WORK TO BE COMPLETED: Can you restate the lines of the entries below, word for word, from the first one through the line that includes "Added generic functions to serialize"?

MATERIALS PROVIDED:
------------------------------

PR #287, opened 2019-10-04
CORE-630: In Core Ripple, implement generic functions to support "sub…

carlcherry:
…mit"

Added generic functions to create a new transfer (and free)
Added generic functions to serialize and get bytes for a transfer
Implemented existing functions that are in the GEN submit path

### DIFF
--- a/Swift/BRCrypto/BRCryptoSystem.swift
+++ b/Swift/BRCrypto/BRCryptoSystem.swift
@@ -1753,6 +1753,8 @@ extension System {
                                                             let timestamp = transaction.timestamp.map { $0.asUnixTimestamp } ?? 0
                                                             let height    = transaction.blockHeight ?? 0
                                                             transaction.transfers.forEach { (transfer: BlockChainDB.Model.Transfer) in
+                                                                // TODO - see the note in JIRA item CORE-648 about what we do with
+                                                                // the following check (remove or assert)
                                                                 if (accountAddress == transfer.source ||
                                                                     accountAddress == transfer.target) {
                                                                     cwmAnnounceGetTransferItemGEN(cwm, sid, transaction.hash,
@@ -1768,6 +1770,8 @@ extension System {
                 }},
 
             funcSubmitTransaction: { (context, cwm, sid, transactionBytes, transactionBytesLength, hashAsHex) in
+                // TODO - figure out why this precondition failes - or just remove it since systemExtract
+                // does the exact same precondition: JIRA CORE-649
                 //precondition (nil != context  && nil != cwm)
 
                 guard let (system, manager) = System.systemExtract (context, cwm)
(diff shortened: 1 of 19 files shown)


Swift/BRCrypto/BRCryptoSystem.swift
```diff
@@ -1753,19 +1753,22 @@ extension System {
                                                             let timestamp = transaction.timestamp.map { $0.asUnixTimestamp } ?? 0
                                                             let height    = transaction.blockHeight ?? 0
                                                             transaction.transfers.forEach { (transfer: BlockChainDB.Model.Transfer) in
-                                                                cwmAnnounceGetTransferItemGEN(cwm, sid, transaction.hash,
-                                                                                              transfer.source, transfer.target,
-                                                                                              transfer.amountValue,
-                                                                                              transfer.amountCurrency,
-                                                                                              timestamp, height)
+                                                                if (accountAddress == transfer.source ||
```
carlcherry: We will assert later if we add a transfer that does not belong to us.  There seems to be a bug in BDB that gives us fee transfers for other users (it was fixed once but crept back in)

crypto/BRCryptoAddress.c
```diff
@@ -137,12 +137,6 @@ cryptoAddressCreateFromStringAsETH (const char *ethAddress) {
     return address;
 }
 
-extern BRCryptoAddress
```
carlcherry: No longer needed

crypto/BRCryptoWallet.c
```diff
@@ -681,20 +681,18 @@ cryptoWalletEstimateFeeBasis (BRCryptoWallet  wallet,
         }
 
         case BLOCK_CHAIN_TYPE_GEN: {
-            //            BRGenericWalletManager gwm = wallet->u.gen.gwm;
-            //            BRGenericWallet wid = wallet->u.gen.wid;
-            //
-            //            UInt256 genValue = cryptoAmountGetValue(amount);
-
-            // TODO: Generic EstimateFee
-            assert (0);
```
carlcherry: Get rid of assert for now so that the submit flow can work.

ripple/BRRippleFeeBasis.c
```diff
@@ -15,14 +15,12 @@
 
 extern BRRippleUnitDrops rippleFeeBasisGetPricePerCostFactor(BRRippleFeeBasis *feeBasis)
 {
-    assert(feeBasis);
```
carlcherry: for now - don't assert - just return a default

ripple/BRRippleTransfer.c
```diff
@@ -31,20 +32,45 @@ rippleTransferCreate(BRRippleAddress from, BRRippleAddress to,
...
+extern BRRippleTransfer /* caller must free - rippleTransferFree */
+rippleTransferCreateNew(BRRippleAddress from, BRRippleAddress to,
+                     BRRippleUnitDrops amount)
+{
+    BRRippleTransfer transfer = calloc (1, sizeof (struct BRRippleTransferRecord));
+    transfer->sourceAddress = from;
+    transfer->targetAddress = to;
+    transfer->amount = amount;
+    BRRippleFeeBasis feeBasis; // NOTE - hard code for DEMO purposes
+    feeBasis.pricePerCostFactor = 10;
```
carlcherry: Hard-coded for now.

crypto/BRCryptoWallet.c
carlcherry: One other thing.  I have another local change to Swift/BRCryptoDemo/TransferCreateSendController.swift that is not part of this change but is required for the demo: a default BRCryptoFeeBasis object since we don't have a callback to create one yet.  Should I check that in?

PR #292, opened 2019-10-07
CORE-646: In Core Crypto, Add 'common' checks to BRCryptoBaseTests for Swift

EBGToo:
Handle some BTC/ETH and API/P2P differences (but added a JIRA CORE-647 to reconcile).


EBGToo:
@michael-brd I pushed another commit to this; allowing the Demo App (Swift) and tests to run even if the Developer doesn't have a .brdCoreTestsConfig.json file - a default one is installed with testate and compromised mainnet paper keys.  Also removes the requirement to have an argument, of the paper key identifier, when invoking the Demo App.

Demo App really should query for the paper key on start - but that is too much to change at this point.

PR #295, opened 2019-10-08
CORE-629: Fix memory corruption issues

michael-brd:
I have some tests in `testBwm.c` that abuse the BRPeerManager (via the BRWalletManager). They call BRPeerManagerConnect and BRPeerManagerDisconnect, as well as BRPeerManagerDisconnect+BRPeerManagerFree. They also randomly set if the network is reachable or not.

Using these tests, I can reliably trigger user-after-frees on an ASAN build.

To get the discussion started on how to fix, I've got this PoC branch that "fixes" the issues. Fixes in quotations because this is probably not how we want to fix it.

Some of the issues/changes:
* `BRPeerManagerConnect` used to explicitly call `_peerDisconnected` after a race-y check against the BRPeer's thread; removed this
* Added asserts to capture pthread_create failures; these could/should be changed to the function returning success/failure and handling
* We close the BRPeer's socket in `BRPeerDisconnect`, but the BRPeer thread closes it too. We can't do that, as the file descriptor could possibly be reused. Since the BRPeer thread owns the socket (and has a close), removed the `close` in `BRPeerDisconnect`. Instead, just a `shutdown` is performed to signal our intent to close
* The BRPeerManager code sort of assumes that a BRPeer has a thread (pre-emptively increments peerThreadCount, only calls BRPeerFree in `_peerDisconnected`, etc.) but if the network is unreachable, no BRPeer thread is created. I removed the `waitingForNetwork` BRPeer field and rolled it into the status. On `BRPeerDisconnect`, if we never launched the thread (i.e. in the `BRPeerStatusWaiting` state), launch a thread that does the same actions a "real" BRPeer thread would do (i.e. call disconnect, do the thread cleanup).
* Added asserts to capture future issue with peer thread count "underflow"-ing

### DIFF
--- a/bitcoin/BRPeer.c
+++ b/bitcoin/BRPeer.c
@@ -99,7 +99,6 @@ typedef struct {
     uint32_t magicNumber;
     char host[INET6_ADDRSTRLEN];
     BRPeerStatus status;
-    int waitingForNetwork;
     volatile int needsFilterUpdate;
     uint64_t nonce, feePerKb;
     char *useragent;
@@ -982,7 +981,7 @@ static double _peerGetMempoolTime (BRPeerContext *ctx) {
 }
 
 
-static void *_peerThreadRoutine(void *arg)
+static void *_peerThreadConnectRoutine(void *arg)
 {
     BRPeer *peer = arg;
     BRPeerContext *ctx = arg;
@@ -1111,6 +1110,22 @@ static void *_peerThreadRoutine(void *arg)
     return NULL; // detached threads don't need to return a value
 }
 
+static void *_peerThreadDisconnectRoutine(void *arg) {
+    BRPeer *peer = arg;
+    BRPeerContext *ctx = arg;
+    
+    pthread_cleanup_push(ctx->threadCleanup, ctx->info);
+
+    peer_log(peer, "waiting-disconnected");
+
+    assert (0 == array_count(ctx->pongCallback));
+    assert (NULL == ctx->mempoolCallback);
+
+    if (ctx->disconnected) ctx->disconnected(ctx->info, 0);
+    pthread_cleanup_pop(1);
+    return NULL; // detached threads don't need to return a value
+}
+
 static void _dummyThreadCleanup(void *info)
 {
 }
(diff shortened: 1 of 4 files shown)


bitcoin/BRPeer.c
```diff
@@ -1111,6 +1110,22 @@ static void *_peerThreadRoutine(void *arg)
...
+static void *_peerThreadDisconnectRoutine(void *arg) {
+    BRPeer *peer = arg;
+    BRPeerContext *ctx = arg;
+    
+    pthread_cleanup_push(ctx->threadCleanup, ctx->info);
+
+    peer_log(peer, "waiting-disconnected");
+
+    assert (0 == array_count(ctx->pongCallback));
+    assert (NULL == ctx->mempoolCallback);
```
michael-brd: These probably aren't needed. Added them due to my unfamiliarity with this aspect of the BTC code (assert would catch if we needed to handle this).

bitcoin/BRPeer.c
```diff
@@ -1263,15 +1274,36 @@ void BRPeerDisconnect(BRPeer *peer)
...
 
     if (_peerCheckAndGetSocket(ctx, &socket)) {
         pthread_mutex_lock(&ctx->lock);
         ctx->status = BRPeerStatusDisconnected;
         pthread_mutex_unlock(&ctx->lock);
 
         if (shutdown(socket, SHUT_RDWR) < 0) peer_log(peer, "%s", strerror(errno));
-        close(socket);
     }
+
```
michael-brd: Likely the most controversial part; the spawning of a "cleanup"-like thread. Also, the dual nature of this function...

bitcoin/BRPeer.h
```diff
@@ -93,7 +93,8 @@ extern "C" {
 typedef enum {
     BRPeerStatusDisconnected = 0,
     BRPeerStatusConnecting,
-    BRPeerStatusConnected
+    BRPeerStatusConnected,
+    BRPeerStatusWaiting
```
michael-brd: Roll the separate `waitingForNetwork` flag into this.

bitcoin/BRPeerManager.c
```diff
@@ -839,7 +839,7 @@ static void _peerDisconnected(void *info, int error)
         if (manager->connectFailureCount > MAX_CONNECT_FAILURES) manager->connectFailureCount = MAX_CONNECT_FAILURES;
     }
 
-    if (! manager->isConnected && manager->connectFailureCount == MAX_CONNECT_FAILURES) {
+    if (! manager->isConnected && manager->connectFailureCount >= MAX_CONNECT_FAILURES) {
```
michael-brd: I'd seen cases where this was greater than MAX_CONNECT_FAILURES. In `BRPeerManagerConnect` and `BRPeerManagerPublishTx`, we checked for `>=`, mirrored that here as I had seen cases where it was greater than at this point.

bitcoin/BRPeerManager.c
```diff
@@ -1679,7 +1673,7 @@ void BRPeerManagerDisconnect(BRPeerManager *manager)
         p = manager->connectedPeers[i - 1];
         manager->connectFailureCount = MAX_CONNECT_FAILURES; // prevent futher automatic reconnect attempts
         BRPeerDisconnect(p);
-        if (BRPeerConnectStatus(p) == BRPeerStatusConnecting) manager->peerThreadCount--; // waiting for network
+        while (BRPeerConnectStatus(p) == BRPeerStatusConnecting) BRPeerDisconnect(p);
```
michael-brd: This makes me leery (endless loop anyone?) but the logic *should* be that this only happens when the thread is being spawned. Once spawned, the BRPeer thread will set the status to connected or disconnected. In either case, this will break out (*fingers crossed but also seen in testing*).

bitcoin/testBwm.c
```diff
@@ -1399,7 +1410,7 @@ BRRunTestWalletManagerFileService (const char *storagePath) {
     BRTransactionFree(tx);
     BRTransactionFree(tx2);
     BRSetFree (transactionSet);
-    
+
```
EBGToo: Me again?

michael-brd: I think so (not a big deal). Do you exclusively edit in XCode? Wouldn't be surprised if the XCode 11 update was somehow to blame.

bitcoin/BRPeer.c
yuhyeok2004:
```suggestion
    assert (0 == array_count(ctx->pongCallback));
    assert (NULL == ctx->mempoolCallback);
```

bitcoin/BRPeer.c
yuhyeok2004:
```suggestion

```

yuhyeok2004:
```suggestion

```

yuhyeok2004:
Duplicate of #

PR #297, opened 2019-10-08
CORE-558: In Core Crypto, Migrate Block Blobs w/ Correct Bytes.

EBGToo:
Confirmed w/ Ehsan in a debugging session.


ewerx:
Verified successful migration of BTC + BCH wallets with no address sanitizer errors raised:
`[SYS] migrating btc database: 19 txns / 3795 blocks / 0 peers`
`[SYS] migrating bch database: 5 txns / 951 blocks / 0 peers`

PR #303, opened 2019-10-10
CORE-657: In _BRPeerOpenSocket protect `ctx->socket`

EBGToo:
I checked the call hierarchy to confirm that `_BRPeerOpenSocket` is never called with the `ctx-lock` held.

### DIFF
--- a/bitcoin/BRPeer.c
+++ b/bitcoin/BRPeer.c
@@ -872,24 +872,27 @@ static int _BRPeerOpenSocket(BRPeer *peer, int domain, double timeout, int *erro
     fd_set fds;
     socklen_t addrLen, optLen;
     int count, arg = 0, err = 0, on = 1, r = 1;
+    int sock;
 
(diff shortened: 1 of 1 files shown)


bitcoin/BRPeer.c
```diff
@@ -909,18 +912,18 @@ static int _BRPeerOpenSocket(BRPeer *peer, int domain, double timeout, int *erro
...
         if (err == EINPROGRESS) {
             err = 0;
             optLen = sizeof(err);
             tv.tv_sec = timeout;
             tv.tv_usec = (long)(timeout*1000000) % 1000000;
             FD_ZERO(&fds);
-            FD_SET(ctx->socket, &fds);
-            count = select(ctx->socket + 1, NULL, &fds, NULL, &tv);
+            FD_SET(sock, &fds);
+            count = select(sock + 1, NULL, &fds, NULL, &tv);
```
michael-brd: Just noticed this; its been a while since I've written Berkeley socket code but how is the first argument the socket file descriptor?

PR #304, opened 2019-10-10
CORE-564: In BREventHandler protect `handler->thread` access.

EBGToo:
Maybe sufficient?

### DIFF
--- a/ethereum/event/BREvent.c
+++ b/ethereum/event/BREvent.c
@@ -190,8 +190,10 @@ eventHandlerDestroy (BREventHandler handler) {
     eventHandlerStop(handler);
 
     // ... then kill
+    pthread_mutex_lock (&handler->lock);
     assert (PTHREAD_NULL == handler->thread);
-    pthread_mutex_destroy(&handler->lock);
+    pthread_mutex_unlock  (&handler->lock);
+    pthread_mutex_destroy (&handler->lock);
 
     // release memory
     eventQueueDestroy(handler->queue);
@@ -282,14 +284,18 @@ eventHandlerStop (BREventHandler handler) {
 
 extern int
 eventHandlerIsCurrentThread (BREventHandler handler) {
-    // TODO(fix): This is a hack; fix the ordering such that `handler->thread` is
-    //            is properly set by the time `eventHandlerThread()` runs (CORE-564)
-    return PTHREAD_NULL == handler->thread || pthread_self() == handler->thread;
+    pthread_mutex_lock(&handler->lock);
+    int result = (pthread_self() == handler->thread);
+    pthread_mutex_unlock(&handler->lock);
+    return result;
 }
 
 extern int
 eventHandlerIsRunning (BREventHandler handler) {
-    return PTHREAD_NULL != handler->thread;
+    pthread_mutex_lock(&handler->lock);
+    int result = (PTHREAD_NULL != handler->thread);
+    pthread_mutex_unlock(&handler->lock);
+    return result;
 }
 
 extern BREventStatus
--- a/ethereum/event/BREvent.c
+++ b/ethereum/event/BREvent.c
@@ -65,6 +65,9 @@ struct BREventHandlerRecord {
     // The thread handling events.
     pthread_t thread;
 
+    // A cond-var for exiting the thread.
+    pthread_cond_t threadExit;
+
     // A lock on internal state
     pthread_mutex_t lock;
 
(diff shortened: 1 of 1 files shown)


michael-brd:
> Maybe sufficient?

Nope; deadlock.

Screen Shot 2019-10-10 at 3 23 50 PM

EBGToo:
Nice.  So this is the identical situation that `lesStop()` faced and the 'fix' is easy (and logical).

ethereum/event/BREvent.c
```diff
@@ -268,10 +288,16 @@ eventHandlerStop (BREventHandler handler) {
...
 
-        // Wait for the thread.
+        // Wait for the thread.  We must release the lock here because the `eventHandlerThread`
+        // could itself be waiting on the lock (only as part of a running, dispatched function).
+        // Once we give the lock, the dispatched function will complete, the `eventHandlerThread`
+        // will return to the EventQueue and see the above 'Wait Abort' cond-var signaled.  At
+        // that point, `eventHandlerThread` will finish and the following 'join' returns.
+
+        // TODO: Race on 'start/stop' here
+        pthread_mutex_unlock(&handler->lock);
```
michael-brd: Few issues here:
1. Flagged by TSAN as a data race
2. Can be PTHREAD_NULL, as it is set by the other thread
3. Can result in multiple simultaneous calls to pthread_join (from man page: "The results of multiple simultaneous calls to pthread_join() specifying the same target thread are undefined.")

EBGToo:
The red 'change requested' *exactly* represents this issues status. :-)

Pushed again; fixed this time?

ethereum/event/BREvent.c
```diff
@@ -112,6 +115,13 @@ eventHandlerCreate (const char *name,
         pthread_mutexattr_destroy(&attr);
     }
 
+    {
+        pthread_condattr_t attr;
+        pthread_condattr_init(&attr);
+        pthread_cond_init(&handler->cond, &attr);
```
michael-brd: Doesn't build; no field named `cond`.

ethereum/event/BREvent.c
```diff
@@ -190,8 +211,10 @@ eventHandlerDestroy (BREventHandler handler) {
     eventHandlerStop(handler);
 
     // ... then kill
+    pthread_mutex_lock (&handler->lock);
     assert (PTHREAD_NULL == handler->thread);
-    pthread_mutex_destroy(&handler->lock);
+    pthread_mutex_unlock  (&handler->lock);
+    pthread_mutex_destroy (&handler->lock);
```
michael-brd: Missing `pthread_cond_destroy()`?

ethereum/event/BREvent.c
EBGToo: now it does.

ethereum/event/BREvent.c
EBGToo: Yes.

ethereum/event/BREvent.c
```diff
@@ -268,10 +299,17 @@ eventHandlerStop (BREventHandler handler) {
...
+        // could itself be waiting on the lock (only as part of a running, dispatched function).
+        // Once we give the lock, the dispatched function will complete, the `eventHandlerThread`
+        // will return to the EventQueue and see the above 'Wait Abort' cond-var signaled.  At
+        // that point, `eventHandlerThread` will finish and signal 'threadExit`.  The following
+        // cond_wait will complete and reaquire the lock.
+        //
+        // Note, while we wait we will not hold the lock but handle->thread will be non-NULL; so,
+        // we don't have a start/stop race.
+        //
+        pthread_cond_wait (&handler->threadExit, &handler->lock);
```
michael-brd: Think a `pthread_join` is required to clean up thread resources, no?

EBGToo: Yes

ethereum/event/BREvent.c
```diff
@@ -268,11 +302,19 @@ eventHandlerStop (BREventHandler handler) {
...
```
michael-brd: Really down the rabbit hole now (threading sucks).

Since `pthread_cond_wait` drops the lock, could we have multiple callers of eventHandlerStop waiting in the call? Bunch of issues could be unearthed by that (only one is signalled so other block indefinitely, even if all signalled multiple calls to detach, etc.).

Since the `eventHandlerThread` routine clears the `handler->thread` to `PTHREAD_NULL`, I think an `eventHandlerStart` call could execute before the `pthread_cond_wait` wakes up. That might lead to logic issues with dropped events/abort resets?

Lastly, probably unrealistic but if `eventHandlerThread` ever finished “early” (i.e. while `eventHandlerStop` wasn’t waiting, like if `eventQueueDequeueWait` returning an error condition), `eventHandlerStop` would block indefinitely, I think?

EBGToo:
My recent changes did nothing materially.  The complexity of Object A coordinating Object A's thread is (inexplicably) difficult.  Closing.  Consider later.

PR #306, opened 2019-10-10
CORE-660: Add ed25529 key generation files

carlcherry:


EBGToo:
I added the files to coreMacOS; ready to go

------------------------------

SOLUTION FOR THIS TASK:
PR #287, opened 2019-10-04
CORE-630: In Core Ripple, implement generic functions to support "sub…

carlcherry:
…mit"

Added generic functions to create a new transfer (and free)
Added generic functions to serialize and get bytes for a transfer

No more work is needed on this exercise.